With so many different stakeholders in the industry, as long as the market continues with its current structure, so will continue the cycles of overshoot and collapse.
“It’s a function of how this industry is inherently structured that guarantees this short term thinking,” he says, that capitalizes on today’s positive economic conditions.
What has the market shown us in the past?
In order to determine market frequency and volatility, let’s first look at the historical market.
In the past 15 years, the U.S. truckload capacity market has gone through four major shifts (not including the current cycle due to the COVID-19 pandemic). These periods include:
Q2 2008 to Q1 2010
Q1 2010 to Q3 2013
Q3 2013 to Q1 2017
Q1 2017 to Q4 2019
All of these cycles were affected, at least in part, by at least one exogenous event, which, according to Perry, can “throw things out of cycle.” Let’s take a closer look to better understand their impact.

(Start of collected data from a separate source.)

Issue #3649, opened 2022-09-17
Crash in multilingual website after saving


tiberiuichim:
On a multilingual site, when saving, I get a crash

```
Cannot read properties of undefined (reading 'translations')

    at Toolbar (http://localhost:3001/static/js/client.chunk.js:70824:5)
```

Logging the `this.props.content`, I can see that at one point the content becomes:

```
lock: {locked: false, stealable: true}
```

pnicolli:
Yeah I discussed it at the Volto Team Meeting two weeks ago. At first I thought it was about overriding the content, but it's actually because the content is reset on route change, then the unlock_content reply comes in and you get the situation when you only have the lock info in the content, then the get_content info comes in from the backend and overrides the lock info. If the page is rendered before you receive the get_content reply, the error is thrown.

Fixed in #3685

davisagli:
This was fixed a couple years ago in https://github.com/plone/volto/pull/4377

PR #3685, opened 2022-09-27
Fix race condition in rendering the toolbar in multilingual sites after saving a page

pnicolli:
This happens very rarely but we saw it happen in production. The PATCH to the server goes through and the saving happens, then the user is rerouted to the view, the content reducer is reset and if the rendering happens at that time, before the GET response comes, the view breaks.

Also, in this PR is a minor fix for the content reducer that currently loses locking info when the GET_CONTENT_SUCCESS action comes.


tiberiuichim (approved):
I've noticed the problem too

The worse part, as far as I'm concerned, is that at no point should the store.content be completely replaced. https://github.com/plone/volto/issues/3649

It implies a problem with the lock API design. If possible, the full content should be refresheed together with the lock (if no other solution is found).

sneridagh:
I tried to fix that also, but it turns out the lock mechanism is broken. Maybe we should revisit it and rethink it again.

avoinea (approved):

erral:
We have faced this too.

pnicolli:
> I tried to fix that also, but it turns out the lock mechanism is broken (see tests). Maybe we should revisit it and rethink it again.

@sneridagh Yes it could probably benefit from a rework, but I believe that a very small fix like this could be released in the meantime. This is still breaking multilingual sites from time to time, when I forget to backport this customization to new clients.

pnicolli:
Closing because fixed in #4377

PR #3699, opened 2022-09-29
Support Node 18

sneridagh:
It will be LTS on 2022-10-25, better get prepared.

It seems to me that it's a bit cumbersome that time of the year that we support up to 3 Node versions (Oct-Apr) when 14 will be deprecated... it's CI time nonetheless...

Maybe something we can talk during the conference. /cc @plone/volto-team


nzambello:
I'm using Volto on node 18 for a while, didn't notice any issue

nzambello:
Tests failing ref: https://github.com/webpack/webpack/issues/14532

sneridagh:
This is pitiful: https://github.com/webpack/webpack/issues/14532#issuecomment-947525539

I investigated it a bit. It seems that they won't fix Webpack 4. Either we go full length and upgrade to 5, or we cope with `NODE_OPTIONS=--openssl-legacy-provider` solution... :( 

Great, and it seems that the option is invalid for NodeJS < 18 ... 

Node 18 is LTS in 2022-10-25 :/ 

/cc @plone/volto-team

davisagli:
@sneridagh I guess we need both: for the short term, add `NODE_OPTIONS=--openssl-legacy-provider` for Node 18 only, and in the long term, we do need to update to a modern webpack version sometime. It should be easier now that we have Razzle 4, which supports webpack 5. But it'll take a bit of updating our webpack plugins.

tisto (approved):

davisagli:
We added support for Node 18 in #4086 instead.

PR #5192, opened 2023-09-18
Remove integration with volto-style-block, as it's not working anymore

dobri1408:
This was left from the days when volto-slate was an addon. I see that volto-style-block doesn't work natively with slate, so this doesn't have to remain.  The volto-style-blocks can add the CSS by itself.


avoinea (approved):

sneridagh (approved):
@ksuess double checking with you since I know you use it.

ksuess (approved):

Issue #5126, opened 2023-08-24
a11y - sharing page - table labels - cms ui


Wagner3UB:
**Describe the bug**
- Checkboxes: Unassociated label with name and function

**To Reproduce**
- go with the screen-reader to any table checkbox item

**Expected behavior**
- A checkbox label must inform the row/column labels and the current status

**Screenshots**
<img width="1309" alt="Schermata 2023-08-24 alle 16 58 44" src="https://github.com/plone/volto/assets/60133113/018f4b0d-e4fb-47ef-91bd-1561d50cfe3d">

**Software (please complete the following information):**

Volto Version 17.0.0-alpha.19
Plone Version 6.0.4

**Additional context**

ShivangRawat30:
I would like to work on this issue.

Wagner3UB:
Hello @ShivangRawat30 sure, go ahead

stevepiercy:
@ShivangRawat30 please follow https://6.docs.plone.org/contributing/index.html and https://6.docs.plone.org/contributing/first-time.html.

abhinaisai2002:
Hey, I didnt understood this issue correctly, can you provide some more info about it.

stevepiercy:
@abhinaisai2002 what specifically is not clear about the issue description?

Perhaps reading this reference, which describes 4 ways of hiding label text, may help: https://www.w3.org/WAI/tutorials/forms/labels/#hiding-label-text

abhinaisai2002:
> @abhinaisai2002 what specifically is not clear about the issue description?
> 
> Perhaps reading this reference, which describes 4 ways of hiding label text, may help: https://www.w3.org/WAI/tutorials/forms/labels/#hiding-label-text

What is the need of the function for the label? Could you more explain me about that

stevepiercy:
@abhinaisai2002 are you familiar with web accessibility (a11y)? I don't know what else I can say, beyond that link I provided.

abhinaisai2002:
@stevepiercy actually i was referring the function keyword in the context of the bug
```
Describe the bug
Checkboxes: Unassociated label with name and **function**
```

That's where i was confused, will check a11y and try to solve the issue

Wagner3UB:
Hey @abhinaisai2002, I rephrase my sentence, the checkboxes should associate the 'name' column with the top row that describes it. For example, the first checkbox should read 'name' + 'logged-in users,' and make a relation with 'Can add' and indicate whether the checkbox is selected or not.

[...]

PR #5201, opened 2023-09-20
a11y for checkboxes on the sharing page issue #5126

Wagner3UB:
Fixing the a11y issue [#5126](https://github.com/plone/volto/issues/5126)


src/components/manage/Sharing/Sharing.jsx
```diff
@@ -412,8 +416,21 @@ class SharingComponent extends Component {
...
+                              )}
+                              aria-label={this.props.intl.formatMessage(
+                                messages.assignNewRoles,
+                                {
+                                  entry: entry.title,
+                                  role: role.id,
+                                },
+                              )}
                               onChange={this.onChange}
-                              value={`${entry.id}:${role.id}`}
```
giuliaghisini, line 416: why you have removed property 'value'? 
i think it's wrong

giuliaghisini (changes requested):

src/components/manage/Sharing/Sharing.jsx
Wagner3UB: @giuliaghisini By mistake, I didn't want to delete.

giuliaghisini (approved):

src/components/manage/Sharing/Sharing.jsx
```diff
@@ -83,6 +83,10 @@ const messages = defineMessages({
     id: 'Permissions have been updated successfully',
     defaultMessage: 'Permissions have been updated successfully',
   },
+  assignNewRoles: {
+    id: 'Assign the {entry} to the {role} role',
+    defaultMessage: 'Assign the {entry} to the {role} role',
```
davisagli, line 88: This seems backwards in English; the checkbox assigns a role to a user or group. I think it should be:

```suggestion
    id: 'Assign the {role} role to {entry}',
    defaultMessage: 'Assign the {role} role to {entry}',
```

Wagner3UB: Thanks @davisagli. I made the changes you suggested.

davisagli: @Wagner3UB It's better, but in English we would say "Assign the Editor role to davisagli", not "Assign the Editor role to the davisagli"

davisagli (approved):

PR #5205, opened 2023-09-20
fixed deprecated buffer.from

### LINKED ISSUE #5198: create-addon-loader.js uses deprecated buffer api
**Describe the bug**
For fun I wanted to see if Volto would run with bun.sh, which results in an
error from create-addon-loader.js
```
fs.writeFileSync(addonsLoaderPath, new Buffer.from(code));                                     ^
TypeError: function is not a constructor (evaluating 'new Buffer.from(code)')
```

It seems that we are using a deprecated call even when using Node 16.
https://nodejs.org/docs/latest-v16.x/api/buffer.html#new-bufferarray

**Expected behavior**
We should use Buffer.from(code) instead of new Buffer.from(code)

Junko-Takeguchi:
Closes #5198 
Updated the deprecated package.
image


ichim-david:
@Junko-Takeguchi you need to add news entry otherwise the pull request fails, see other pull requests on how todo it

Junko-Takeguchi:
@ichim-david thanks for the help

PR #5206, opened 2023-09-21
document the querystringSearchGet setting

erral:
See https://github.com/plone/volto/pull/4658 and https://github.com/plone/plone.restapi/issues/1252

The setting is not documented in the setting reference, and it is worth to have it there.

### DIFF
--- a/docs/source/configuration/settings-reference.md
+++ b/docs/source/configuration/settings-reference.md
@@ -445,7 +445,8 @@ querystringSearchGet
     Volto uses `HTTP POST` requests to query the `@querystring-search` endpoint.
     This can create a lot of traffic between Volto and the backend, and can also create a lot of cache misses.
 
-    By modifying this configuration setting and setting it to `true` the endpoint queries will be executed as `HTTP GET` requests and thus any proxy-cache in between Volto and the backend may cache those queries making your site performance better.
+    By modifying this configuration setting and setting it to `true`, the endpoint queries will be executed as `HTTP GET` requests.
+    Thus any proxy cache in between Volto and the backend may cache those queries, improving your site performance.
 
     Please, be aware that this could break some other functionality in your site or some of your queries may break because they contain a lot of parameters (there is an HTTP spec that puts a limit on the lenght of a URL). Please test this setting properly before enabling in a production site.
 
--- a/docs/source/configuration/settings-reference.md
+++ b/docs/source/configuration/settings-reference.md
@@ -448,7 +448,9 @@ querystringSearchGet
     By modifying this configuration setting and setting it to `true`, the endpoint queries will be executed as `HTTP GET` requests.
     Thus any proxy cache in between Volto and the backend may cache those queries, improving your site performance.
 
-    Please, be aware that this could break some other functionality in your site or some of your queries may break because they contain a lot of parameters (there is an HTTP spec that puts a limit on the lenght of a URL). Please test this setting properly before enabling in a production site.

The first cycle was concurrent with the housing bubble and financial recession, and Perry reminds us that it was not caused by short term cyclical activity but the combination of 30 years of upward momentum encouraged by low interest rates, relaxed mortgage requirements, government policy, and more.
Nearly all other cycles were impacted by severe weather, from Hurricanes Irene and Sandy in the second cycle to the polar vortex in the third cycle to Hurricanes Harvey and Irma in the fourth. Weather, in particular, creates capacity shortages and shifts in demand.
I distinctly recall one of the most impactful weather events this century back in 2005, when I had just returned to the industry after a hiatus. FEMA’s response to Hurricane Katrina for both disaster relief and reconstruction created a massive freight demand spike with almost no limits on pricing.
During that time, both brokers and carriers prospered. Carriers immediately began ordering more trucks, but because of long lead times (which occur with truck orders, no matter the market), most of the equipment was delivered just in time for the Great Recession, resulting in a sustained period of overcapacity and depressed pricing.
From the data and my past experiences, it’s clear that weather and other exogenous factors can have a dramatic impact on capacity.
But does the data tell us that the cycles are getting longer or more frequent? Are they becoming more volatile? Why should we care?